■ What the exercise asks ■
Output, word for word, the span of lines that starts at the one containing "tests: extend combined_infra_metrics" and ends at the last line of the records.

_ _ _ _ _

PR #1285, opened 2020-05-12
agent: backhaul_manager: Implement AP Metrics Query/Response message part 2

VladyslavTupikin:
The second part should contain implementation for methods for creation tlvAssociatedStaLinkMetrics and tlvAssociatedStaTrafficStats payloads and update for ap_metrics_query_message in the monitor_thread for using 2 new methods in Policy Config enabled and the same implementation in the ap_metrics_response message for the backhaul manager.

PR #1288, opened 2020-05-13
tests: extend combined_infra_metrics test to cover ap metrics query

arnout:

_ _ _ _ _

■ Written answer ■
tests: extend combined_infra_metrics test to cover ap metrics query

arnout:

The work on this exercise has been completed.